休戈眉目深邃,严肃认真的锤死了萧然心里的勤劳小人。
他吻上萧然半张的薄唇,以此掠走了爱人心里最后一点大义与良知,萧然虽握着他腕子软声呜咽了一阵,但最终是遂了他的心意。
——所谓美色误国大抵就是如此。
萧然反手抓上床头横栏的时候,心里只剩这个词。
试图跟他索求情爱的休戈实在是太好看了,尤其是那双深褐色的眼睛,像是能将他的魂魄都吸进去。
然而大抵是老天爷看不惯他们蜜里调油,越是水到渠成,就越容易被打岔。
门外细碎轻巧的脚步声渐渐清晰,最是意乱情迷的时候,他们谁都没在意,结果就在休戈临门一脚的当口,何圆圆小朋友哒哒哒的跑来敲响了房门,萧然浑身一凛下意识往床里一滚,仓皇之间,休戈剑拔弩张的小兄弟惨遭命中。
“舅舅——二舅舅!起床啦——商队今年有螃……咦,二舅舅你怎么啦,你叫那么大声干什么呀?”像这般的兵荒马乱已经不是第一次了,自打三个孩子能跑能跳,这样的事简直是时常发生。
可细论起来,这又不能怪人家孩子,说到底还是他们做大人的不够小心,萧然又窘迫又心疼的披上了衣服,圆圆还算知道规矩,听见屋里动静不对就老老实实缩着脖子溜走,没敢往屋里钻。
休戈气急败坏的捂着下腹锤床,一张俊脸憋得通红,萧然极为不忍的低声问他要不要紧,休戈梗着脖子扛起了自己的偶像包袱,大义凛然的摇了摇头。

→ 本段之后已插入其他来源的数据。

PR #846, opened 2020-01-22
Date axis

jameshadfield:
Here we change the concept of minor grid lines for temporal trees to represent "sensible" periods of time rather than fitting a fixed number between major grid points. This will greatly aid in epidemiological understanding of trees. Major grid lines are also chosen using a new heuristic which attempts to pick sensible periods, and is responsive to screen sizes to avoid a squashed grid on small screens.

No modifications are made to the calculation of grids for divergence trees.

Examples:

image
☝️ minor grid lines represent days here

image
☝️ small screens look better, and the minor gridlines are still meaningful (here each minor grid is 1 week)

image
☝️ large screens can show lots of information. Here minor gridlines represent months.

image
☝️ a potentially unwanted side effect -- here weeks don't fit nicely into multi-month major gridlines, so the spacing of minor gridlines is less aesthetically pleasing. I'd argue it's more epidemiologically informative. This can be changed - for instance here we could have minor grid lines show months instead.

image
☝️ a improvement common to a lot of datasets - minor gridlines represent months

image
☝️ often you see fewer grid lines, but they are easier to understand

### DIFF
--- a/scripts/get-data.sh
+++ b/scripts/get-data.sh
@@ -55,6 +55,7 @@ data_files=(
   "flu_seasonal_yam_na_12y.json" "flu_seasonal_yam_na_12y_tip-frequencies.json" \
   "enterovirus_d68_genome_meta.json" "enterovirus_d68_genome_tree.json" \
   "enterovirus_d68_vp1_meta.json" "enterovirus_d68_vp1_tree.json" \
+  "ncov.json" \
 )
 
 rm -rf data/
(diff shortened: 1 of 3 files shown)


trvrb:
This is fantastic @jameshadfield! I think a huge improvement. Comparing old behavior and new behavior side by side, I'm completely sold.

I just made one small addition to slightly lighten grid lines. I was actually meaning to propose this for a while, but this ended being a nice time. I think this looks better especially when there are lots of minor lines corresponding to days.

emmahodcroft:
This is amazing James!! Thanks so much. I have spent far too long adjusting figures to make the date-markers appear in reasonable places. So happy you tackled it! :D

“.…..那你多躺一会,好好休息,我去接凌漪他们。”
萧然竭力忍着即将脱缰的笑意,他努力做出内疚的表情,又赶忙抬手去轻轻捋了捋休戈的卷毛。
“行,我晚点去找你。”
休戈额上都绷出了青筋,他顺着萧然的动作抬头一拱,不情不愿的埋去萧然胸口用力嗅了几下。
“好了——我今天不给她吃糖。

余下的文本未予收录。